Any assistance or insights on resolving this issue would be greatly appreciated.

cijothomas commented 11 months ago

OpenTelemetryLogProvider.cs - This does not look like something from this repo...

cijothomas commented 11 months ago

There is a proposal in #4860 to remove the older gRPC library.

Is switching protocols to http/protobuf an option in this case?

From the description, the issue is in .NET 6.0 only, which would be using the new gRPC client!

SSPAGNAMN76 commented 10 months ago

There is a proposal in #4860 to remove the older gRPC library. Is switching protocols to http/protobuf an option in this case?

From the description, the issue is in .NET 6.0 only, which would be using the new gRPC client!
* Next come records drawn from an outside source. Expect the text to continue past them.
PR #1810, opened 2026-07-03
fix(executor): probe process liveness before failing on lost heartbeat

### LINKED ISSUE #1809: Executor heartbeat supervisor false-positive: busy-but-alive sessions marked `failed`
## Summary

The `ExecutorHeartbeatSupervisor` marks a task/session `failed` whenever no executor heartbeat has been recorded within `stale_after_ms` (default `max(3 × interval_ms, 30s)` = **30s**). Long-running sessions that are legitimately busy — heavy `git`, build, or test operations — can go longer than 30s without stamping a heartbeat, or the executor can briefly stall under host load. When that happens the supervisor reaps a **healthy, actively-working** session and stamps it `failed`, even though the agent ran correctly and produced real, committed output.

## Impact

- Sessions that ran correctly (right model, real committed work) are surfaced as `failed`.
- Scheduled jobs show spurious failures in the run history.
- Misleading UX that erodes trust in run status — a 15-minute session that did real work reads as a total failure.

## Mechanism / evidence

- `apps/agor-daemon/src/services/executor-heartbeat-supervisor.ts` — `checkOnce()` calls `failForLostHeartbeat(...)` when `nowMs - last_executor_heartbeat_at > stale_after_ms`, with `error_message: "Executor heartbeat lost; the executor may have crashed or disconnected."` The only signal used is the timestamp delta — there is no check that the executor process is actually dead.
- `packages/core/src/config/executor-heartbeat.ts` — defaults: `interval_ms = 10s`, `stale_after_ms = max(3 × interval_ms, 30s) = 30s`.
- Observed in practice: a ~15-minute session doing heavy `git` work stamped its last heartbeat at `T`, then was marked `failed` ~35s later (just past the 30s window). The task's `model` was correct and its work had been committed — the executor simply hadn't heartbeat within the window.

The core problem: **a stale timestamp is treated as proof of a dead executor.** A busy-but-alive executor and a crashed executor are indistinguishable to the supervisor.

## Proposed fix

1. **Unblockable heartbeat** — emit the heartbeat from an independent timer that in-process tool execution cannot starve, so a long synchronous tool call doesn't look like a crash.
2. **Liveness check before failing** — before `failForLostHeartbeat`, verify the executor process is actually gone (PID liveness) rather than trusting the timestamp alone. Only fail when the process is confirmed dead.
3. **More forgiving default** — raise the default `stale_after_ms` (e.g. 90–120s) to reduce false positives for sessions doing heavy work.
4. **Interrupted vs failed** — when a heartbeat-lost task has already produced committed work/output, surface it as `interrupted` rather than `failed`.

(1) + (2) are the primary fix; (3) + (4) are hardening/UX.

## Acceptance criteria

- A busy-but-alive executor whose heartbeat is temporarily stale is **not** marked `failed`.
- A genuinely dead/disconnected executor **is** marked `failed` (behavior preserved).
- Heartbeat starvation caused by a long-running tool call does not trip a failure.
- Unit tests cover: (a) stale heartbeat + live PID → not failed; (b) stale heartbeat + dead PID → failed; (c) starvation under a long tool call → not failed.
- Full test suite passes.

sadpandajoe:
## Problem

`ExecutorHeartbeatSupervisor` marked a task/session `failed` purely because no executor heartbeat landed within `stale_after_ms` (default `max(3 × interval, 30s)` = 30s). A **busy-but-alive** executor — heavy git/build/test work, or host load — was indistinguishable from a crashed one, so healthy sessions that did real, committed work got reaped and mislabeled `failed` with:

> Executor heartbeat lost; the executor may have crashed or disconnected.

## Fix

**1. Liveness gate before failing (primary).**
Before calling `failForLostHeartbeat`, the supervisor now probes the executor's OS process via a new `getExecutorLiveness(sessionId)` helper on the existing in-memory PID tracker (`executor-tracking.ts`), which does `process.kill(pid, 0)`:

| Liveness | Meaning | Action |
| --- | --- | --- |
| `alive` | PID tracked, process exists (incl. `EPERM` = owned by another Unix user in insulated/strict mode) | **skip — do not fail** |
| `dead` | PID tracked, `ESRCH` (no such process) | fail (preserves crash detection) |
| `unknown` | No tracked PID (e.g. daemon restarted and orphaned the executor) | fall through to the prior timestamp-based reap |

The probe runs on the **daemon** and cannot be starved by anything happening in the executor's event loop, so it is the authoritative, **unblockable** liveness signal.

**2. Unblockable heartbeat (verified/documented).**
The executor heartbeat already runs on an independent `unref`'d `setInterval`; its `inFlight` guard only skips *overlapping* emits and never stalls the timer. Because a pathological CPU-bound synchronous tool call could still delay *any* main-thread timer in Node, we no longer treat a late heartbeat as proof of death — the daemon-side process probe (above) is the guarantee. This reasoning is now documented in `packages/executor/src/executor-heartbeat.ts`.

**3. More forgiving default (hardening).**
Raised the stale floor from **30s → 90s** (`EXECUTOR_HEARTBEAT_MIN_STALE_AFTER_MS`). Still fully overridable via `execution.executor_heartbeat.stale_after_ms`.

## Before / after

- **Before:** last heartbeat + 30s with no update → task/session `failed`, regardless of whether the executor was still running.
- **After:** a stale heartbeat only fails the task when the OS confirms the executor process is gone (or when no PID is tracked, preserving orphan reaping). A live executor is left alone and its heartbeat catches up.

## Tests

- `stale + live PID → not failed` (includes a 10-minute heartbeat-starvation case)
- `stale + dead PID → failed` (preserves current crash behavior)
- `stale + unknown PID → failed` (preserves orphan reaping after daemon restart)
- `getExecutorLiveness` branches: alive / dead (ESRCH) / unknown / EPERM→alive
- Updated config defaults test for the 90s floor + explicit-override case

Test/lint/typecheck run locally (daemon + core): all green, biome clean, `tsc --noEmit` clean.

## Deferred follow-up

Surfacing heartbeat-lost tasks that already produced committed work as `interrupted` rather than `failed` was intentionally skipped: the task status enum has no clean `interrupted` state today (`queued/created/running/stopping/awaiting_permission/awaiting_input/timed_out/completed/failed/stopped`). Worth a dedicated change if that status is added.

Closes #1809

### DIFF
--- a/apps/agor-daemon/src/executor-tracking.test.ts
+++ b/apps/agor-daemon/src/executor-tracking.test.ts
@@ -1,0 +1,49 @@
+import { afterEach, describe, expect, it, vi } from 'vitest';
+import {
+  getExecutorLiveness,
+  trackExecutorProcess,
+  untrackExecutorProcess,
+} from './executor-tracking';
+
+const SESSION_ID = '018f0000-0000-7000-8000-0000000000aa';
+
+afterEach(() => {
+  untrackExecutorProcess(SESSION_ID);
+  vi.restoreAllMocks();
+});
+
+describe('getExecutorLiveness', () => {
+  it('returns "unknown" when no PID is tracked for the session', () => {
+    expect(getExecutorLiveness(SESSION_ID)).toBe('unknown');
+  });
+
+  it('returns "alive" when the tracked process exists', () => {
+    trackExecutorProcess(SESSION_ID, 4242);
+    const kill = vi.spyOn(process, 'kill').mockReturnValue(true);
+
+    expect(getExecutorLiveness(SESSION_ID)).toBe('alive');
+    expect(kill).toHaveBeenCalledWith(4242, 0);
+  });
+
+  it('returns "dead" when the tracked process no longer exists (ESRCH)', () => {
+    trackExecutorProcess(SESSION_ID, 4242);
+    vi.spyOn(process, 'kill').mockImplementation(() => {
+      const err = new Error('no such process') as NodeJS.ErrnoException;
+      err.code = 'ESRCH';
+      throw err;
+    });
+
+    expect(getExecutorLiveness(SESSION_ID)).toBe('dead');
+  });
+
+  it('treats EPERM as "alive" (process owned by another Unix user)', () => {
+    trackExecutorProcess(SESSION_ID, 4242);
+    vi.spyOn(process, 'kill').mockImplementation(() => {
+      const err = new Error('operation not permitted') as NodeJS.ErrnoException;
+      err.code = 'EPERM';
+      throw err;
+    });
+
+    expect(getExecutorLiveness(SESSION_ID)).toBe('alive');
+  });
+});
--- a/apps/agor-daemon/src/executor-tracking.ts
+++ b/apps/agor-daemon/src/executor-tracking.ts
@@ -25,6 +25,42 @@ export function untrackExecutorProcess(sessionId: string): void {
 }
 
 /**
+ * Liveness of a session's tracked executor process.
+ *
+ * - `alive`   — a PID is tracked and the OS confirms the process exists.
+ * - `dead`    — a PID is tracked but the process no longer exists (ESRCH).
+ * - `unknown` — no PID is tracked (e.g. never spawned here, or the daemon
+ *               restarted and lost its in-memory map). Callers should fall
+ *               back to their prior heuristics in this case.
+ */
+export type ExecutorLiveness = 'alive' | 'dead' | 'unknown';
+
+/**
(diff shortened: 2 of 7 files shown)


mistercrunch:
Not convinced this is the right solution. Zombies without heartbeats might need to be killed, not allowed to survive. There's a potential matrix of heartbeat VS PIDs signals mismatches they may all need cautious/deliberate handling.

Need better observability before taking action, but generally we should probably try to deep-kill PIDs without matching heartbeats. This requires for the daemon overwatch process to keep track of PIDs too, which I don't think is the case currently. Also noting that we might need special handling in k8s environments, where PIDs are not the right thing to track.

Found the issue but NOT the solution at all: Expanding x-dynatrace Header Causing Request Rejection by OpenTelemetry Collector in .NET 6.0 Web Application

I am grappling with an intriguing issue related to the x-dynatrace header while working with an IIS hosted web application and a custom OpenTelemetry Collector service, particularly during communications via GRPC protocol. The expanding header eventually leads to the inability to send metrics to the OT Collector as it starts rejecting requests after the header size exceeds a particular threshold (~20KB).

Environment Details:

Issue In-depth:

  1. Post approximately 1 hour and 30 minutes of operation, the x-dynatrace header balloons to around 28KB in size.
  2. A recycling of the app pool mitigates the header size temporarily, but the augmentation cycle repeats with each subsequent request.
  3. Suspending the Dynatrace Agent and recycling the app pool facilitated stable communication between our application and the OT Collector.

Seeking Solutions

  1. Has anyone been confronted with a similar Dynatrace header expansion issue in a comparable environment?
  2. Are there established solutions or workarounds to restrain the header from ballooning or to handle it effectively?
  3. Are there efficient ways to intercept and alter headers in GRPC calls, particularly in a .NET 6.0 environment, that won’t be too resource-exhaustive?
  4. Does a way exist to handle this issue programmatically? Specifically, I'm looking for guidance on the most effective way to manage the "x-dynatrace" header's size dynamically within our codebase.

Your insights, suggestions, or shared experiences with similar scenarios would be greatly valuable. Thank you in advance for your expertise and assistance!

cijothomas commented 10 months ago

I'd recommend asking this in Dynatrace agent support.